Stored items
*-*-*

PR #1293, opened 2016-04-04
fix(user-Model): social signup email fix

jmclemore368:
fix(model): Fixed email portion of user schema

- Emails are flagged unique with a default of the empty string ''.
- However, Social signups, particularly Twitter, do not guarantee email
- If social signup results in an empty string, then the empty string is indexed as unique
- Furthermore, subsequent signups [without an email] will throw Mongo error 11000.
- This is due to the empty string now being indexed by mongo
- Fix: add 'sparse' and remove 'default' in the schema 
- Result: empty string is no longer indexed for the email field
- Social signups can now resolve successfully without providing an email

### DIFF
--- a/modules/users/server/models/user.server.model.js
+++ b/modules/users/server/models/user.server.model.js
@@ -47,9 +47,10 @@ var UserSchema = new Schema({
   email: {
     type: String,
     unique: true,
+    sparse: true,
     lowercase: true,
     trim: true,
-    default: '',
+    //default: '',
     validate: [validateLocalStrategyEmail, 'Please fill a valid email address']
   },
   username: {
--- a/modules/users/server/models/user.server.model.js
+++ b/modules/users/server/models/user.server.model.js
@@ -50,7 +50,6 @@ var UserSchema = new Schema({
     sparse: true,
     lowercase: true,
     trim: true,
-    //default: '',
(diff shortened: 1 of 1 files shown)


modules/users/server/models/user.server.model.js
```diff
@@ -47,9 +47,10 @@ var UserSchema = new Schema({
   email: {
     type: String,
     unique: true,
+    sparse: true,
     lowercase: true,
     trim: true,
-    default: '',
+    //default: '',
```
simison: Remove instead of `//`?

codydaig:
LGTM

mleanos:
We already have a PR that solves this. #1250.

codydaig:
@mleanos My bad. Forgot about that one sitting there. 

@jmclemore368 Thanks for the PR, but @mleanos is right, the PR already exists.

jmclemore368:
Thanks for the feedback. I'll be more mindful of existing PR's in the future :)

mleanos:
@jmclemore368 No worries. Thanks for the contribution. I can see how that PR slipped under your radar. I need to get back on it :)

@jmclemore368 Can you confirm that the PR does indeed resolve the issues your reported here?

*-*-*

Problem requirements »
Please give back, exactly as it stands above, the stretch from the line with "-50,7 +50,6 @@" through the line with "one sitting there.", and no line outside it.

Answer to the problem »
@@ -50,7 +50,6 @@ var UserSchema = new Schema({
     sparse: true,
     lowercase: true,
     trim: true,
-    //default: '',
(diff shortened: 1 of 1 files shown)


modules/users/server/models/user.server.model.js
```diff
@@ -47,9 +47,10 @@ var UserSchema = new Schema({
   email: {
     type: String,
     unique: true,
+    sparse: true,
     lowercase: true,
     trim: true,
-    default: '',
+    //default: '',
```
simison: Remove instead of `//`?

codydaig:
LGTM

mleanos:
We already have a PR that solves this. #1250.

codydaig:
@mleanos My bad. Forgot about that one sitting there. 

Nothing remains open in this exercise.